Work item: All lines up to and including the one that contains "- Wrapped each" are to be transcribed exactly, starting from the first line of the records.

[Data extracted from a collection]

PR #990, opened 2024-11-01
Add per-operation timing to segment_current_trips using ect.Timer

TeachMeTW:
- Wrapped each significant operation within the `segment_current_trips` function with `ect.Timer` context managers.
- Named each timer using the pattern `ecwp.PipelineStages.TRIP_SEGMENTATION.name + "/operation"` for consistent identification.
- After each timed block, recorded the elapsed time by calling `esds.store_pipeline_time` with the appropriate parameters.
- Ensured that only timing-related code was added without altering existing logic, error handling, or formatting.

This enhancement enables granular performance monitoring of the trip segmentation process, allowing for better identification of potential bottlenecks and optimization opportunities.

### DIFF
--- a/emission/analysis/intake/segmentation/trip_segmentation.py
+++ b/emission/analysis/intake/segmentation/trip_segmentation.py
@@ -7,6 +7,7 @@ standard_library.install_aliases()
 from builtins import *
 from builtins import object
 import logging
+import time
 
 import emission.storage.timeseries.abstract_timeseries as esta
 import emission.storage.decorations.place_queries as esdp
@@ -23,6 +24,9 @@ import emission.core.wrapper.untrackedtime as ecwut
 import emission.analysis.intake.segmentation.restart_checking as eaisr
 
 import emission.core.common as ecc
+import emission.storage.decorations.stats_queries as esds
+import emission.core.timer as ect
+import emission.core.wrapper.pipelinestate as ecwp
 
 class TripSegmentationMethod(object):
     def segment_into_trips(self, timeseries, time_query):
@@ -47,54 +51,76 @@ class TripSegmentationMethod(object):
         pass
     
 def segment_current_trips(user_id):
-    ts = esta.TimeSeries.get_time_series(user_id)
-    time_query = epq.get_time_range_for_segmentation(user_id)
+    with ect.Timer() as t_get_time_series:
+        ts = esta.TimeSeries.get_time_series(user_id)
+    esds.store_pipeline_time(user_id, ecwp.PipelineStages.TRIP_SEGMENTATION.name + "/get_time_series", time.time(), t_get_time_series.elapsed)
+
+    with ect.Timer() as t_get_time_range:
+        time_query = epq.get_time_range_for_segmentation(user_id)
+    esds.store_pipeline_time(user_id, ecwp.PipelineStages.TRIP_SEGMENTATION.name + "/get_time_range_for_segmentation", time.time(), t_get_time_range.elapsed)
 
     import emission.analysis.intake.segmentation.trip_segmentation_methods.dwell_segmentation_time_filter as dstf
     import emission.analysis.intake.segmentation.trip_segmentation_methods.dwell_segmentation_dist_filter as dsdf
-    dstfsm = dstf.DwellSegmentationTimeFilter(time_threshold = 5 * 60, # 5 mins
-                                              point_threshold = 9,
-                                              distance_threshold = 100) # 100 m
 
-    dsdfsm = dsdf.DwellSegmentationDistFilter(time_threshold = 10 * 60, # 10 mins
-                                              point_threshold = 9,
-                                              distance_threshold = 50) # 50 m
+    with ect.Timer() as t_create_time_filter:
+        dstfsm = dstf.DwellSegmentationTimeFilter(time_threshold=5 * 60,  # 5 mins
+                                                 point_threshold=9,
+                                                 distance_threshold=100)  # 100 m
+    esds.store_pipeline_time(user_id, ecwp.PipelineStages.TRIP_SEGMENTATION.name + "/create_time_filter", time.time(), t_create_time_filter.elapsed)
+
+    with ect.Timer() as t_create_dist_filter:
+        dsdfsm = dsdf.DwellSegmentationDistFilter(time_threshold=10 * 60,  # 10 mins
+                                                 point_threshold=9,
+                                                 distance_threshold=50)  # 50 m
+    esds.store_pipeline_time(user_id, ecwp.PipelineStages.TRIP_SEGMENTATION.name + "/create_dist_filter", time.time(), t_create_dist_filter.elapsed)
 
     filter_methods = {"time": dstfsm, "distance": dsdfsm}
     filter_method_names = {"time": "DwellSegmentationTimeFilter", "distance": "DwellSegmentationDistFilter"}
+
     # We need to use the appropriate filter based on the incoming data
     # So let's read in the location points for the specified query
-    loc_df = ts.get_data_df("background/filtered_location", time_query)
+    with ect.Timer() as t_get_data_df:
+        loc_df = ts.get_data_df("background/filtered_location", time_query)
+    esds.store_pipeline_time(user_id, ecwp.PipelineStages.TRIP_SEGMENTATION.name + "/get_data_df", time.time(), t_get_data_df.elapsed)
+
     if len(loc_df) == 0:
         # no new segments, no need to keep looking at these again
         logging.debug("len(loc_df) == 0, early return")
         epq.mark_segmentation_done(user_id, None)
         return
 
-    out_of_order_points = loc_df[loc_df.ts.diff() < 0]
-    if len(out_of_order_points) > 0:
-        logging.info("Found out of order points!")
-        logging.info("%s" % out_of_order_points)
-        # drop from the table
-        loc_df = loc_df.drop(out_of_order_points.index.tolist())
-        loc_df.reset_index(inplace=True)
-        # invalidate in the database.
-        out_of_order_id_list = out_of_order_points["_id"].tolist()
-        logging.debug("out_of_order_id_list = %s" % out_of_order_id_list)
-        for ooid in out_of_order_id_list:
-            ts.invalidate_raw_entry(ooid)
+    with ect.Timer() as t_handle_out_of_order:
+        out_of_order_points = loc_df[loc_df.ts.diff() < 0]
+        if len(out_of_order_points) > 0:
+            logging.info("Found out of order points!")
+            logging.info("%s" % out_of_order_points)
+            # drop from the table
+            loc_df = loc_df.drop(out_of_order_points.index.tolist())
+            loc_df.reset_index(inplace=True)
+            # invalidate in the database.
+            out_of_order_id_list = out_of_order_points["_id"].tolist()
+            logging.debug("out_of_order_id_list = %s" % out_of_order_id_list)
+            for ooid in out_of_order_id_list:
+                ts.invalidate_raw_entry(ooid)
+    esds.store_pipeline_time(user_id, ecwp.PipelineStages.TRIP_SEGMENTATION.name + "/handle_out_of_order_points", time.time(), t_handle_out_of_order.elapsed)
 
-    filters_in_df = loc_df["filter"].dropna().unique()
+    with ect.Timer() as t_get_filters:
+        filters_in_df = loc_df["filter"].dropna().unique()
+    esds.store_pipeline_time(user_id, ecwp.PipelineStages.TRIP_SEGMENTATION.name + "/get_filters_in_df", time.time(), t_get_filters.elapsed)
+
     logging.debug("Filters in the dataframe = %s" % filters_in_df)
     if len(filters_in_df) == 1:
         # Common case - let's make it easy
-        
-        segmentation_points = filter_methods[filters_in_df[0]].segment_into_trips(ts,
-            time_query)
+        with ect.Timer() as t_segment_trips:
+            segmentation_points = filter_methods[filters_in_df[0]].segment_into_trips(ts, time_query)
+        esds.store_pipeline_time(user_id, ecwp.PipelineStages.TRIP_SEGMENTATION.name + "/segment_into_trips", time.time(), t_segment_trips.elapsed)
     else:
-        segmentation_points = get_combined_segmentation_points(ts, loc_df, time_query,
-                                                               filters_in_df,
-                                                               filter_methods)
+        with ect.Timer() as t_get_combined_segmentation:
+            segmentation_points = get_combined_segmentation_points(ts, loc_df, time_query,
+                                                                   filters_in_df,
+                                                                   filter_methods)
+        esds.store_pipeline_time(user_id, ecwp.PipelineStages.TRIP_SEGMENTATION.name + "/get_combined_segmentation_points", time.time(), t_get_combined_segmentation.elapsed)
+
     # Create and store trips and places based on the segmentation points
     if segmentation_points is None:
         epq.mark_segmentation_failed(user_id)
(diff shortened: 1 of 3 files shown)


TeachMeTW:
@shankari  Please review;
- added a timer to the "ad-hoc" pipeline step ✅ 
- add timers to parts of the trip segmentation, with suffixes ✅ 
- tested with a user intake, updates show when querying ✅

shankari:
@TeachMeTW Thank you for the clean PR!

I don't think that the trip segmentations stats are fine-grained enough. 
Did you look at the logs/stats from the "tested with a user intake, updates show when querying"?
My expectation is that the `create_places_and_trips` timer will account for the bulk of the overall time for the step (e.g. if the step takes 100ms, `create_places_and_trips` will account for 95ms). And you don't have any timers within `create_places_and_trips`, so you won't know where we are spending the time, and what we should try to optimize.
Further, I don't think we need timers for simple `if/then` statements - e.g. the below

```
        elif len(segmentation_points) == 0:
            with ect.Timer(ecwp.PipelineStages.TRIP_SEGMENTATION.name + "/early_return_no_segmentation") as timer_early_return_no_segmentation:
                # no new segments, no need to keep looking at these again
                logging.debug("len(segmentation_points) == 0, early return")
                epq.mark_segmentation_done(user_id, None)
            esds.store_pipeline_time(
                user_id,
                ecwp.PipelineStages.TRIP_SEGMENTATION.name + "/early_return_no_segmentation",
                time.time(),
                timer_early_return_no_segmentation.elapsed
            )
```

There are literally two statements within the timer in the code snippet above - a log statement and a `mark_segmentation_done`, neither of which are expected to be heavyweight.

I would:
1. look at the logs from running the single user intake,
2. correlate that to the trip segmentation codebase, and
3. add timers for the sections of code (within `create_places_and_trips`) that are taking the most time.

as a nice-to-have, can you also split commit into two:
- easy: one for adding instrumentation to the `_get_and_store_range`?
- more complex: one for adding instrumentation to trip_segmentation?

You can even create two PRs so I can merge the easy one while reviewing the more complex one.
Feel free to close this PR if that makes it easier!

shankari:
@TeachMeTW is there an ETA for addressing my comments?
I see that you have split the commit, but I still don't see the "easy: one for adding instrumentation to the _get_and_store_range?" PR and you haven't addressed my comment around "I don't think that the trip segmentations stats are fine-grained enough." in this PR.

In particular, "easy: one for adding instrumentation to the _get_and_store_range?" is the main change that we want to get into production soon.

TeachMeTW:
> @TeachMeTW is there an ETA for addressing my comments? I see that you have split the commit, but I still don't see the "easy: one for adding instrumentation to the _get_and_store_range?" PR and you haven't addressed my comment around "I don't think that the trip segmentations stats are fine-grained enough." in this PR.
> 
> In particular, "easy: one for adding instrumentation to the _get_and_store_range?" is the main change that we want to get into production soon.

It is almost finished but I need to test it; is there a uuid in ca_ebike that has trips that are segmentable? How do I search for that? The tests I've done stops at:
```
    if len(loc_df) == 0:
        # no new segments, no need to keep looking at these again
        logging.debug("len(loc_df) == 0, early return")
        epq.mark_segmentation_done(user_id, None)
        return
        
  ```
  
  because there are no new segments hence I cannot see if the fine grained timers are being called.

**Comment by shankari** [comment]
you can reset the pipeline using `bin/reset_pipeline.py`

**Comment by TeachMeTW** [comment]
@shankari I have added more timings, specifically for `create_places_and_trips`

**Comment by TeachMeTW** [comment]
@shankari ready for feedback; is this in depth timers enough; I also only noticed 3 things that take the most times; filter methods, create_places_and_trips, single/multi filter

File: emission/pipeline/intake_stage.py [hunk 1]
```diff
@@ -198,7 +198,13 @@ def run_intake_pipeline_for_user(uuid, skip_if_no_new_data):
...
                                  time.time(), crt.elapsed)
 
-        _get_and_store_range(uuid, "analysis/composite_trip")
+        with ect.Timer() as gsr:
+            logging.info("*" * 10 + "UUID %s: generating store and range " % uuid + "*" * 10)
+            print(str(arrow.now()) + "*" * 10 + "UUID %s: generating store and range " % uuid + "*" * 10)
+            _get_and_store_range(uuid, "analysis/composite_trip")
+
+        esds.store_pipeline_time(uuid, 'GENERATE_STORE_AND_RANGE',
+                                 time.time(), gsr.elapsed)
```
shankari, line 207: @TeachMeTW this is fine. As I suggested, can you please pull this out to a separate PR so that I can accept and merge it immediately? This will unblock us for collecting baseline data for this function before refactoring it next week.

From https://github.com/e-mission/e-mission-server/pull/990#issuecomment-2452811296

> You can even create two PRs so I can merge the easy one while reviewing the more complex one.

or https://github.com/e-mission/e-mission-server/pull/990#issuecomment-2453223948

> In particular, "easy: one for adding instrumentation to the _get_and_store_range?" is the main change that we want to get into production soon.

shankari (changes requested):

emission/pipeline/intake_stage.py
TeachMeTW: @shankari see #991 991

emission/analysis/intake/segmentation/trip_segmentation.py
```diff
@@ -47,68 +51,172 @@ def segment_into_trips(self, timeseries, time_query):
...
+        filter_methods = {"time": dstfsm, "distance": dsdfsm}
+        filter_method_names = {"time": "DwellSegmentationTimeFilter", "distance": "DwellSegmentationDistFilter"}
+        # We need to use the appropriate filter based on the incoming data
+        # So let's read in the location points for the specified query
+    esds.store_pipeline_time(
+        user_id,
+        ecwp.PipelineStages.TRIP_SEGMENTATION.name + "/SEGMENT_CURRENT_TRIPS/setup_filter_methods",
+        time.time(),
+        timer_setup_filter_methods.elapsed
+    )
```
shankari, line 101: > Further, I don't think we need timers for simple if/then statements - e.g. the below

For example, this literally has a timer for creating two dictionaries.

emission/analysis/intake/segmentation/trip_segmentation.py
```diff
@@ -47,68 +51,172 @@ def segment_into_trips(self, timeseries, time_query):
...
+                esds.store_pipeline_time(
+                    user_id,
+                    ecwp.PipelineStages.TRIP_SEGMENTATION.name + "/SEGMENT_CURRENT_TRIPS/mark_segmentation_done",
+                    time.time(),
+                    timer_mark_done.elapsed
+                )
+            except:
+                with ect.Timer() as timer_handle_failure:
+                    logging.exception("Trip generation failed for user %s" % user_id)
+                    epq.mark_segmentation_failed(user_id)
```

Answer for the task:
PR #990, opened 2024-11-01
Add per-operation timing to segment_current_trips using ect.Timer

TeachMeTW:
- Wrapped each significant operation within the `segment_current_trips` function with `ect.Timer` context managers.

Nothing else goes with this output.